In recalling my childhood memories, nothing seems as overwhelmingly valuable as LEGO. It is not an overstatement that my recollections of the catchy moments in the past always coincide with my collections of the Lego sets. To me, the joy of Christmas, New Year, or birthday means just another brand-new Lego set added to my collections. In my most obsessed days, I measure the value of everything with the worth of the set of Lego I desire, a dinner outside can be simultaneously converted to a fifth value of the Lego Millennium Falcon.


It is no wonder how unreal I felt when I finally stepped into the Vault in Lego house in Billund, Denmark, a true memory lane to me. My mother captured the moment when I was lost in the wonderland of my childhood dream. I was staring at a wall full of Lego, completely shocked by the massive and exclusive display of those over 500 most iconic collections Lego has made, from the earliest to the most recent. I have always been considering building the plastic bricks gives me a lot of fun of building, and a sense of fulfilment once completed. However, at that moment, when I was walking through the archives of the history of Lego, I started to realize the true magical power of this seemingly non-extraordinary plastic brick. I saw the glamour of creativity, encouraging us to build everything we see or we imagine, now also built as the Tree of Creativity with over 6 million bricks at the center of this house. I saw the focus, which never wavered in its history of almost 90 years. I saw the value of “playing well”, which was the literal meaning of Lego, and which has exactly helped shape and build our dream.
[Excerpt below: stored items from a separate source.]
PR #1419, opened 2023-03-04
OCPBUGS-8313: Add support for apiVIPs and ingressVIPs

loganmc10:
As of OCP 4.12, the `apiVIP` and `ingressVIP` install parameters are deprecated[1]

This change adds support for the new array-based `apiVIPs` and `ingressVIPs`. The examples were updated to use the new syntax, though the old syntax is still supported.

[1]https://docs.openshift.com/container-platform/4.12/release_notes/ocp-4-12-release-notes.html#ocp-4-12-nw-api-ingress-ipv6-support

### DIFF
--- a/ztp/siteconfig-generator-kustomize-plugin/testSiteConfig/site2-sno-du.yaml
+++ b/ztp/siteconfig-generator-kustomize-plugin/testSiteConfig/site2-sno-du.yaml
@@ -19,7 +19,7 @@ spec:
       common: true
       sites : "site-sno-du-2"
     apiVIP: "10.16.231.101"
-    ingressVIP: "10.16.231.102"       
+    ingressVIP: "10.16.231.102"
     clusterNetwork:
       - cidr: 10.128.0.0/14
         hostPrefix: 23
--- a/ztp/siteconfig-generator/siteConfig/siteConfigBuilder_test.go
+++ b/ztp/siteconfig-generator/siteConfig/siteConfigBuilder_test.go
@@ -162,6 +162,8 @@ spec:
   sshPublicKey: "ssh-rsa "
   clusters:
   - clusterName: "cluster1"
+    apiVIP: 10.16.231.2
+    ingressVIP: 10.16.231.3
     clusterNetwork:
       - cidr: 10.128.0.0/14
         hostPrefix: 23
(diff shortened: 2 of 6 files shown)


serngawy:
the commit message need to start with **ztp** to pass the ci job for example "ztp: Add support for apiVIPs and ingressVIPs"

loganmc10:
Thanks @serngawy. Is there something I should do about the other 2 jobs? It's unclear to me why they are failing

ztp/siteconfig-generator-kustomize-plugin/testSiteConfig/site2-sno-du.yaml
```diff
@@ -18,8 +18,10 @@ spec:
       group-du-sno: ""
       common: true
       sites : "site-sno-du-2"
-    apiVIP: "10.16.231.101"
```
serngawy, line 21: please don't change old unit test data, we have to keep back compatibility

ztp/siteconfig-generator/siteConfig/testdata/siteConfigStandardClusterTestOutput.yaml
```diff
@@ -19,10 +19,12 @@ metadata:
     name: cluster1
     namespace: cluster1
 spec:
+    apiVIP: 10.16.231.2
```
serngawy, line 22: same don't change old unit test data

ztp/siteconfig-generator/siteConfig/siteConfigBuilder_test.go
```diff
@@ -162,6 +162,8 @@ spec:
   sshPublicKey: "ssh-rsa "
   clusters:
   - clusterName: "cluster1"
+    apiVIP: 10.16.231.2
```
serngawy, line 165: same don't change old unit test data

serngawy (changes requested):
would you add validation in this [function](https://github.com/openshift-kni/cnf-features-deploy/blob/master/ztp/siteconfig-generator/siteConfig/siteConfigBuilder.go#L69) That user cannot set apiVIP and apiVIPs at the same time. similar ingressVIP and ingressVIPs

ztp/siteconfig-generator/siteConfig/siteConfigBuilder_test.go
loganmc10: I added this to ensure that both the `apiVIP` and `apiVIPs` syntax are tested. Is this unit test even valid without `apiVIP`? It's a unit test for a standard (multinode) cluster, I believe that apiVIP would be a required field.

Without this, there isn't a test that includes `apiVIP` (that I saw)

serngawy: okay, that is strange it should complain if there is no api or ingress IPs set

loganmc10:
Actually, I need to re-work this a bit, I just tested, and strangely, both `apiVIP` and `apiVIPs` need to be set. The example also shows it this way: https://github.com/openshift/assisted-service/blob/5dcb76d0b06479fa8852ccd2082227eceea51826/docs/hive-integration/crds/agentClusterInstall-dualstack-vips.yaml#L7-L10

If you just set `apiVIPs`, you get a `api-vips-defined` validation failure from the AgentClusterInstall.

I'm not sure why it was designed this way, but I'll update the PR to match the way that AgentClusterInstall expects it.

loganmc10:
Ok @serngawy I think this is good now. Actually, when you specify `apiVIPs` and `ingressVIPs`, you still need to specify `apiVIP` and `ingressVIP` (and they need to match `apiVIPs[0]` and `ingressVIPs[0]`). I'm not really sure why it's that way, but I've updated the PR to match that expectation

serngawy:
> Ok @serngawy I think this is good now. Actually, when you specify `apiVIPs` and `ingressVIPs`, you still need to specify `apiVIP` and `ingressVIP` (and they need to match `apiVIPs[0]` and `ingressVIPs[0]`). I'm not really sure why it's that way, but I've updated the PR to match that expectation

yes, it made this way to handle back compatibility check [here](https://github.com/openshift/assisted-service/blob/master/internal/cluster/validations/validations.go#L363)  , sounds good will merge it

serngawy (approved):

loganmc10:
Thanks @serngawy , when I opened this PR, the release-4.13 branch didn't exist. It looks like it exists now, so I assume this will also need to be cherry-picked into that branch?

At that moment, I was also thinking of building my personal memory lane of Lego. It, of course, will include the first set I got as the birthday gift when I was 3 years old, the whole set of city series from the police station to the European towns, and the expert series with which I learned the basic mechanics. It must include my most cherished Star Wars collections, for which I have sacrificed almost a year’s luxury of dining out. I can remember every scenario when I got each of them, no words rather than “overjoyed” would be appropriate to describe my feeling at that time.